肥満患者への減量介入は健康関連QOL(HRQOL)にどのような影響を及ぼすであろうか。このテーマについて、米国・ペニントン・バイオメディカル研究センターのKara D. Denstel氏らの研究グループは、プライマリケアのクリニックの肥満患者803例を対象に減量介入を2年にわたり行った。その結果、減量はHRQOLの改善と関連していることがわかった。Obesity誌2026年5月号に掲載。
研究グループは、減量とHRQOLの変化との関連性と減量介入を受けた患者間における治療反応の違いを明らかにすることを目的に、18のプライマリケアのクリニックで、24ヵ月間の集中的なライフスタイル介入群または通常ケア群に無作為に割り付け検討した。一般的なHRQOLおよび体重関連のQOLを、ベースライン時および6、12、24ヵ月時点で評価し、関連性は反復測定線形多重レベルモデルを用いて分析した。
主な結果は以下のとおり。
・対象の肥満患者は803例だった。
・全般的HRQOLの変化は人種や性別による差はなく、体重関連QOLも性別による差はなかった。

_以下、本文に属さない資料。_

PR #5039, opened 2021-02-16
Add Simkl

### LINKED ISSUE #5034: Request: Simkl icon
**Brand Name:** Simkl
**Website:** https://simkl.com
**Alexa rank:** [#63903](https://www.alexa.com/siteinfo/simkl.com)

https://us.simkl.in/img_favicon/v2/safari-pinned-tab.svg

alagos:
simkl

**Issue:** Closes #5034
**Alexa rank:** [#61675](https://www.alexa.com/siteinfo/simkl.com)

### Checklist

### Description
Just took the base svg file from the source code in https://simkl.com, specifically [this file](https://us.simkl.in/img_favicon/v2/safari-pinned-tab.svg), then I modified with inkscape removing all the unrequired nodes.


service-paradis:
Thank you @alagos for your contribution!
They have an official media kit linked in the footer of their website:
https://drive.google.com/drive/folders/0B-54ieAFggpUMmY5a195alFxSVE

We can found SVG version of their logo. I think, we should keep the square behind the `S`. It look to be part of the logo.

alagos:
Ohh, didn't notice that @service-paradis , good catch.
About the SVGs in the media kit, there's a squared version, rounded square and with no square at all (that would be pretty much my version), then in the PNGs I don't see any of the small logos using the squared version, only the rounded one.
I don't have problems to change it, but just want a confirmation, as to me looks that the rounded square version is more used.

PeterShaggyNoble:
As they themselves provide an SVG with no background, I think we're OK to go without it too but, then, I am always be biased towards the most simplistic interpretation of an icon. However, if it were to be included, I'd vote for the one with the rounded corners as that looks to be the most consistent usage; they have a directory within their media kit consisting solely of PNGs with rounded corners.

alagos:
Ok, second chance and indeed this version seems to look better

Let me know guys your thoughts on this

PeterShaggyNoble:
Thanks for the update, @alagos. However, I am seeing [some differences](https://user-images.githubusercontent.com/15157491/109034107-367e2580-76bf-11eb-9612-863ff8bbe8c9.png) when comparing your version (in red) to the `logo_square_rounded_S_white_on_black_bg.svg` file found [here](https://drive.google.com/drive/folders/1DIfMlC0CHBSI2p6bPwnbOFRzZ_mDapEZ). Did you base your icon on the same file or a different one?

I'd also like to get some feedback from the other @simple-icons/maintainers to break the deadlock on the choice of icon before we proceed with further updates or reviews.

adamrusted:
I'd be happy with either version - though agree that if the majority of icons presented in the Media Kit are in the square with rounded corners, we should use that as the most consistent representation of the brand.

Assuming other @simple-icons/maintainers are of a similar opinion, @alagos would you mind looking at this again over the next few days? Feel free to ping me here if you're unsure of anything.

fbernhart:
> though agree that if the majority of icons presented in the Media Kit are in the square with rounded corners, we should use that as the most consistent representation of the brand.

Agreeing

PeterShaggyNoble:
OK, looks like we have a consensus 🙂

@alagos, did you base your version on the same source I compared with? If you didn't, could you let us know which file you did use so we can check again and if you did then could you look into fixing the differences seen in the comparison?

alagos:
@PeterShaggyNoble hey sorry, I've been busy these days.
I based on [this file](https://us.simkl.in/img_favicon/v2/safari-pinned-tab.svg) instead of the files from the media kit.
Why? because the svg in the media kit are two objects, one is the black rounded square and on top of that is the white `S`, whereas the other file are both the square and the `S` a single object, so it was easier for me to edit it as I had no idea how to merge the two objects and make the `S` transparent without displaying the black square background.
I'll make the changes, but I had no experience with Inkspace up to this moment I started to tweak the icon, so bear with me as I'll probably have to check one or two Inkspace tutorials.

PeterShaggyNoble:
Thanks for the clarification, @alagos 👍🏻 We will generally always prefer vector files provided by a company explicitly for third party use over any they may use themselves as, for many different reasons, there can often be differences between the two and internal brand guidelines can sometimes differ from those made available to the public. So, for that reason, we should go with the ones provided in Google Drive.

With regard to cutting the "S" out of the square: you can do this in Inkscape by selecting them both and using the "Difference" tool ("Path -> Difference" in the menu or `Crtl + -`).

PeterShaggyNoble:
Are you still working on this one, @alagos?

alagos:
@PeterShaggyNoble sorry for the long delay. I followed your "difference" advise with the other svg and this is the result.
simkl
Let me know if it's something else to do, btw how do you do that image with the diffs in red?

PeterShaggyNoble:
Thanks, @alagos, the path looks perfect to me now 👍🏻

Just need to remove the `defs` element & its children and the `fill` attribute on the `path` element in order to pass the linter and this should be ready to merge.

alagos:
@PeterShaggyNoble oops, didn't notice the gradient came in the original svg. 
All linters are passing this time and last revision looks the same as the previous one.
simkl

kweis52 (approved):

PeterShaggyNoble (approved):
Sorry for the delay, @alagos. This looks perfect to me now, nice work 👍🏻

・その一方で、黒人の患者では他の人種と比較し、体重関連QOLの改善度が低かった。
・ベースラインから24ヵ月までの体重減少量と体重関連QOLの改善度との間には、次の段階的な関連が認められた。初期体重の5%未満の減量群では7.4(95%信頼区間[CI]:5.1~9.7)、5%以上10%未満の減量群では15.0(95%CI:11.4~18.5)、10%以上の減量群では18.9(95%CI:15.4~22.4)だった。
・減量幅が大きいほど、ほとんどの一般的なHRQOL領域における改善度も高かった。
これらの結果から研究グループは、「減量はHRQOLの改善と関連し、体重関連QOLの変化には人種間の差異が認められた。このことは、減量に対する精密医療へのアプローチの必要性を示唆している」と結論付けている。